*How to complete this task*
Pull every line containing "true" from the data.

[Dataset entries]
____________

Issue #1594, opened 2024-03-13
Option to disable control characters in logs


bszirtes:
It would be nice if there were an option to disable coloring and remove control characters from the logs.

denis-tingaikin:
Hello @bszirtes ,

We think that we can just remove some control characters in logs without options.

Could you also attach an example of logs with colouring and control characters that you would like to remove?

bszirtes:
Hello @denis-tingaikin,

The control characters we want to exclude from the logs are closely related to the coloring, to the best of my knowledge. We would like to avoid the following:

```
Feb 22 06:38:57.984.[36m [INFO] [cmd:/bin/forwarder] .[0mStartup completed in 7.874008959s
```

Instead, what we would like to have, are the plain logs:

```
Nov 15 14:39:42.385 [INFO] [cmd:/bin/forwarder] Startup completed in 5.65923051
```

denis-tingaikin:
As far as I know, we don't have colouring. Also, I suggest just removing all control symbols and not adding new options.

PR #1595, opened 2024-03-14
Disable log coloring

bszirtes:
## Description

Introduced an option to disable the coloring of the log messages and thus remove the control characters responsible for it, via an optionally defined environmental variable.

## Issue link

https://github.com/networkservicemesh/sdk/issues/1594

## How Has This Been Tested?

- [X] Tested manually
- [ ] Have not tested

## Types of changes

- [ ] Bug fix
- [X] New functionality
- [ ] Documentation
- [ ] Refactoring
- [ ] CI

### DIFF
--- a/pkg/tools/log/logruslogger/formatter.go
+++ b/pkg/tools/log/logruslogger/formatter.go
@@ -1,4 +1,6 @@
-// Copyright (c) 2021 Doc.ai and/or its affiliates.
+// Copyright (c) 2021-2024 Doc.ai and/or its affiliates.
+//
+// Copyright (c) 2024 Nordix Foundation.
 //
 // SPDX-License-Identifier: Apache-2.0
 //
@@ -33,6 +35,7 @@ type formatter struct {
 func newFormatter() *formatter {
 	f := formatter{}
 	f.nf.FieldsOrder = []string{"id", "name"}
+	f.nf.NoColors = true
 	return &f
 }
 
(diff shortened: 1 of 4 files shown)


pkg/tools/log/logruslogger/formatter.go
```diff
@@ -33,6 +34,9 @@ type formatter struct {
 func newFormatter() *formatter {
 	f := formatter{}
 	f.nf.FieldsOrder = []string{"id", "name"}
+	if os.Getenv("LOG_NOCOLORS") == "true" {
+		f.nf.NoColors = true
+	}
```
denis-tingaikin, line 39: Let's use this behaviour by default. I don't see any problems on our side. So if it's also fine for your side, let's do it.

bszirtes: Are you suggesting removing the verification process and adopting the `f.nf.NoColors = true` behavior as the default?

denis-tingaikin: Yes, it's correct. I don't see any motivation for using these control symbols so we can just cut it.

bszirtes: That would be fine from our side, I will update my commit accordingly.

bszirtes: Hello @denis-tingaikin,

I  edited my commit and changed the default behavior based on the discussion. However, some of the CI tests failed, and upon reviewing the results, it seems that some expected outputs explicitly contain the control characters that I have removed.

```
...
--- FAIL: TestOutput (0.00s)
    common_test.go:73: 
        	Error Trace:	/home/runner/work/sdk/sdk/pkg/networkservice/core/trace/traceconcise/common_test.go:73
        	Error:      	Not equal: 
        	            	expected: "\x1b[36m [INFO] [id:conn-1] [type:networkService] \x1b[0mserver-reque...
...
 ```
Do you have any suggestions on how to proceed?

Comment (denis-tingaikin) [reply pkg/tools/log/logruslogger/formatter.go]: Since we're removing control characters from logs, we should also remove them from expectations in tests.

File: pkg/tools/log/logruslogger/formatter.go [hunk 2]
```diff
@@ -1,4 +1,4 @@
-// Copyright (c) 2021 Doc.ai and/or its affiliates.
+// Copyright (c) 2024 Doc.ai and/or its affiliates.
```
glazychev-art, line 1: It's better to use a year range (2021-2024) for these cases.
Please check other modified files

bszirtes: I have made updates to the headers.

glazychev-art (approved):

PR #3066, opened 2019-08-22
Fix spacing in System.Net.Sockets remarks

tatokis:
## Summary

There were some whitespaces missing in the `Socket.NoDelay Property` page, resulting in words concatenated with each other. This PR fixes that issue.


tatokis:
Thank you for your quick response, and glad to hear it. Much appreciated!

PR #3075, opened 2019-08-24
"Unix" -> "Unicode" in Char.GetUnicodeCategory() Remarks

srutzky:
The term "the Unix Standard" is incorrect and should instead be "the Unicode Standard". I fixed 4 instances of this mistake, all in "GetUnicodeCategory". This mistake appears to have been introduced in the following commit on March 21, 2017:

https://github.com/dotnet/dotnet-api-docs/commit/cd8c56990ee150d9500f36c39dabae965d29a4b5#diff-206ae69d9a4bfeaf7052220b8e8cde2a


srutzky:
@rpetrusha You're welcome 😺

____________

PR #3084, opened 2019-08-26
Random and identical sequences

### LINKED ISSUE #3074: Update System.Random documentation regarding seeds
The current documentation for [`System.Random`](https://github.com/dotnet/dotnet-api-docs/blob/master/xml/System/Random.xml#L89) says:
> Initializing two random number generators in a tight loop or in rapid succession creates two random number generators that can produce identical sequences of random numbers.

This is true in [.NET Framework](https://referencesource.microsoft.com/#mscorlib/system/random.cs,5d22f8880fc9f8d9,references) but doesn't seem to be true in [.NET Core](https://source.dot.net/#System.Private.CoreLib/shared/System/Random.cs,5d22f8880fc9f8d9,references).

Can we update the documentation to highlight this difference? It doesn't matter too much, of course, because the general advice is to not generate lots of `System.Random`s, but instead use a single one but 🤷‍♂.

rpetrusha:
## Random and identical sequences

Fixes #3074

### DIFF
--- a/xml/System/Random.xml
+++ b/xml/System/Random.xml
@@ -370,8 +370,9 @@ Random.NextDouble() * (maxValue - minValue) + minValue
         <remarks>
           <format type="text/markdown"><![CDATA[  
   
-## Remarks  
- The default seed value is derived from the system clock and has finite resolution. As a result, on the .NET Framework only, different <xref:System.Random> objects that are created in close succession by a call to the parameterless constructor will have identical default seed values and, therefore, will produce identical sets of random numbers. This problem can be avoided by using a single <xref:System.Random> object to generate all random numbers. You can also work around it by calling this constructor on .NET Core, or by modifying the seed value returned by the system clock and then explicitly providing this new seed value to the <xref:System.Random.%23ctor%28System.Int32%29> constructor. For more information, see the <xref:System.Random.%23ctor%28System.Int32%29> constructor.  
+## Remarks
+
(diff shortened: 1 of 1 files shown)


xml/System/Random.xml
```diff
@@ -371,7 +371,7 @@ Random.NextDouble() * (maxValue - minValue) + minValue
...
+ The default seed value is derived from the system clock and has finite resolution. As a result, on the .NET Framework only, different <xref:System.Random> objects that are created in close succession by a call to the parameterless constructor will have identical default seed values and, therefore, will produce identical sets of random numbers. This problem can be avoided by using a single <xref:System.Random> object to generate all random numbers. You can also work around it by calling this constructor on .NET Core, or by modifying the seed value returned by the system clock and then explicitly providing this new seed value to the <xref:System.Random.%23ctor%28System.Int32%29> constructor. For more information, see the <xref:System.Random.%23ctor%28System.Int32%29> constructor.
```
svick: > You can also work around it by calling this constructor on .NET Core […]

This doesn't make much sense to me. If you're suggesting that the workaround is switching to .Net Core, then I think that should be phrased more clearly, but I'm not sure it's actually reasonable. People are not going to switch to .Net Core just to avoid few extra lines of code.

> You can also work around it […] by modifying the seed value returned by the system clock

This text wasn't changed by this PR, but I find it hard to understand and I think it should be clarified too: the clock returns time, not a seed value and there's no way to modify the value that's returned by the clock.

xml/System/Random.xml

____________

*Response area*
+	f.nf.NoColors = true
+	if os.Getenv("LOG_NOCOLORS") == "true" {
+		f.nf.NoColors = true
bszirtes: Are you suggesting removing the verification process and adopting the `f.nf.NoColors = true` behavior as the default?
This is true in [.NET Framework](https://referencesource.microsoft.com/#mscorlib/system/random.cs,5d22f8880fc9f8d9,references) but doesn't seem to be true in [.NET Core](https://source.dot.net/#System.Private.CoreLib/shared/System/Random.cs,5d22f8880fc9f8d9,references).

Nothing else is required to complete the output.